(SUPPLIED RECORDS)
PR #3531, opened 2025-02-19
Add new option syntax with globs

keszybz:
I think we want to make the switch. This is the first part, conversion of `KernelModules{Initrd,}{Include,Exclude}`. I didn't do the docs. I'll add that if we have general agreement that this makes sense. After doing the conversion, I find the new syntax much easier to write and easier to get correct.

There are some other options that take globs, those should probably be converted for consistency too.

I also think that the design of Include/Exclude should be changed to be like in systemd. If only Include is specified, then the default for Exclude is `*`. That way, we avoid one line in the common case. We can use the new rules for the new set of options. I didn't implement that part yet.

I think that having new options is a requirement to maintain backward compatibility. I think the old names should be deprecated and dropped after a few releases. After that, we can rename the options back, keeping the new extra-long names for compatibility.

I also considered `KernelModules{Initrd,}{Add,Remove}`. This would avoid the extra-long names, but it'd create inconsistency with naming in other places. Suggestions are welcome.


mkosi/kmod.py
```diff
@@ -92,6 +123,19 @@ def normalize_module_name(name: str) -> str:
     return name.replace("_", "-")
 
 
+def normalize_module_glob(name: str) -> str:
+    # We want to replace '_' by '-', except when used in […]
```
(End SUPPLIED RECORDS)
[TASK REQUIREMENTS]
Output, exactly and in full, the lines from the start of the entries above through the line that contains "I also think".

[RESULT]
PR #3531, opened 2025-02-19
Add new option syntax with globs

keszybz:
I think we want to make the switch. This is the first part, conversion of `KernelModules{Initrd,}{Include,Exclude}`. I didn't do the docs. I'll add that if we have general agreement that this makes sense. After doing the conversion, I find the new syntax much easier to write and easier to get correct.

There are some other options that take globs, those should probably be converted for consistency too.

I also think that the design of Include/Exclude should be changed to be like in systemd. If only Include is specified, then the default for Exclude is `*`. That way, we avoid one line in the common case. We can use the new rules for the new set of options. I didn't implement that part yet.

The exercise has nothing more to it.